We now move to forecasting one week into the future using out best hourly forecasting model.

# hourly forecast into the unknown
temp_nov_hourly <- ts(data=temp_nov_hourly, frequency=24)

test_harmonics <- fourier(temp_nov_hourly, K = 12)
fit <- auto.arima(temp_nov_hourly, xreg = test_harmonics, seasonal = FALSE)
new_harmonics <- fourier(temp_nov_hourly, K = 12, h = 7*24)
fc <- forecast(fit, xreg = new_harmonics)

checkresiduals(fc)

## 
##  Ljung-Box test
## 
## data:  Residuals from Regression with ARIMA(2,1,1) errors
## Q* = 54.546, df = 22, p-value = 0.0001378
## 
## Model df: 26.   Total lags used: 48
autoplot(fc) +
  xlab("Day beginning November 1, 2017") +
  ylab("Temperature in Kelvin")

As with the previous instance the Ljung-Box test has a small p-value, but graphically the residuals appear uncorrelated and normally distributed. The forecast itself seems to have smaller daily ups and downs compared to the rest of the data. So there could be improvement for the forecast, but ultimately we do not know the true values. Technically we could look up the true values now. Still, as with the previous situation we can be fairly confident in our 80% and 95% prediction intervals which did contain the actual observations when we were able to compare to the actual data.

Conclusion

In the case of our one year daily forecast our model, while technically simple, seems to be about as reasonable as possible given what we know. Indeed, the model was able to pick up the general seasonal trend that occurs throughout the year, but none of the finer details. This seems to be about the best we can expect, however, we could also try to determine without seasonality if the temperature is rising or falling year over year.

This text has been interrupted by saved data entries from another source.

PR #8068, opened 2025-11-17
net: Fix memory leak in CobaltTrustedURLLoaderHeaderClient

kjyoun:
The `CobaltTrustedURLLoaderHeaderClient` was unconditionally appending new `CobaltTrustedHeaderClient` instances to a vector for every request, creating a memory leak.

This CL changes the ownership model to use `mojo::MakeSelfOwnedReceiver`, allowing the `CobaltTrustedHeaderClient` to manage its own lifetime tied to the Mojo connection.

Bug: 456171826


cobalt/browser/client_hint_headers/cobalt_trusted_header_client.h
```diff
@@ -24,8 +24,7 @@ namespace browser {
```
Awallky, line 24: Suggest something describing the purpose of this class like: 

```
// Responsible for handling trusted headers for individual network requests.                                                                                                                                 
// This class is used to add Cobalt-specific client hint headers before a request is sent. 
```

cobalt/browser/client_hint_headers/cobalt_trusted_header_client.cc
Awallky, line 40: suggest adding a comment like:

```
// Cobalt does not currently need to act on response headers, so this is a no-op.
```

cobalt/browser/client_hint_headers/cobalt_trusted_url_loader_header_client.h
Awallky, line 24: suggest adding comment like:

```
// This class acts as a factory for creating CobaltTrustedHeaderClient instances
// for each new URL loader. It is responsible for binding the Mojo receiver
// for the TrustedHeaderClient interface.
```

Awallky (approved):
LGTM % comments.
Great find!

cobalt/browser/client_hint_headers/cobalt_trusted_header_client.h
kjyoun: Done

cobalt/browser/client_hint_headers/cobalt_trusted_url_loader_header_client.h
kjyoun: Done

cobalt/browser/client_hint_headers/cobalt_trusted_header_client.cc
kjyoun: Done

zhongqiliang:
LGTM, if the request headers are still added.

kjyoun:
verified network request to have the wanted header

https://screenshot.googleplex.com/8UkdePWfeYARVT5

cobalt/browser/client_hint_headers/cobalt_trusted_url_loader_header_client.cc
```diff
@@ -36,9 +38,8 @@ void CobaltTrustedURLLoaderHeaderClient::OnLoaderForCorsPreflightCreated(
 
 void CobaltTrustedURLLoaderHeaderClient::CreateAndBindCobaltTrustedHeaderClient(
     mojo::PendingReceiver<network::mojom::TrustedHeaderClient> receiver) {
-  auto client =
-      std::make_unique<browser::CobaltTrustedHeaderClient>(std::move(receiver));
-  cobalt_header_clients_.push_back(std::move(client));
+  mojo::MakeSelfOwnedReceiver(std::make_unique<CobaltTrustedHeaderClient>(),
+                              std::move(receiver));
```
zhongqiliang, line 42: I thought mojo::PendingReceiver will be connected by the remote, and it will be closed and destroyed by the remote. Not true? @yell0wd0g 
This is the first time I see mojo::MakeSelfOwnedReceiver.

Awallky: I'm not sure if that's true or not, but even if it is, wouldn't the vector here still hold onto objects of that type indefinitely, even if they become null at some point?

kjyoun: Per [self_owned_receiver.h](https://source.corp.google.com/h/github/youtube/cobalt/+/main:mojo/public/cpp/bindings/self_owned_receiver.h;l=132-143;drc=524126904340bf2104b6615d6bb6352ba6d7d844), it seems to be designed to handle the use case that we want.

```
// Binds the lifetime of an interface implementation to the lifetime of the
// Receiver. When the Receiver is disconnected (typically by the remote end
// closing the entangled Remote), the implementation will be deleted.
//
// Any incoming method calls or disconnection notifications will be scheduled
// to run on |task_runner|. If |task_runner| is null, this defaults to the
// current SequencedTaskRunner.
//
// Note: self-owned receivers are unsafe to use when the interface
// implementation has lifetime dependencies outside of its control.
```

kjyoun: merge this PR so that it can be included tonight's nightly build and test
(then we have one more day to fix any issue, before Wednesday build cut)

kjyoun: Will create a separate PR for any comment

yell0wd0g: If a class `A` fully owns a `Receiver<X>` (e.g. [here](https://chromium.googlesource.com/chromium/src/+/main/docs/mojo_and_services.md#Implementing-the-Interface)) then 
at any point in time there's only one such alive; `A` can 
reuse it by `Unbind()`ing and `Bind()`ing it again, but
there's only one.

Aside, when the `Remote` connected to `X` is closed, `X` 
is not destroyed automatically (the `Remote` destruction 
causes a connection error on the `Receiver` side, which 
can be handled to manage the receiver's lifetime). 
`SelfOwnedReceiver` is a convenience for that operation
(see [here](https://source.corp.google.com/h/lbshell-internal/cobalt_src/+/main:mojo/public/cpp/bindings/self_owned_receiver.h;l=107-108;drc=21fb7d148f9e0948484b16d75a2467ef6c4b0787), [here](https://source.corp.google.com/h/lbshell-internal/cobalt_src/+/main:mojo/public/cpp/bindings/self_owned_receiver.h;l=113-120;drc=21fb7d148f9e0948484b16d75a2467ef6c4b0787) and [here](https://source.corp.google.com/h/lbshell-internal/cobalt_src/+/main:mojo/public/cpp/bindings/self_owned_receiver.h;l=84;drc=21fb7d148f9e0948484b16d75a2467ef6c4b0787)).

In the case of our hourly forecast it appears that our model does a decent job predicting the daily up and down cycle, however, from visual comparison of the forecast with the actual data it may be possible to do a little better. Perhaps we could look beyond simply applying auto.arima and find an appropriate transformation of the data to ensure model variation is more consistent.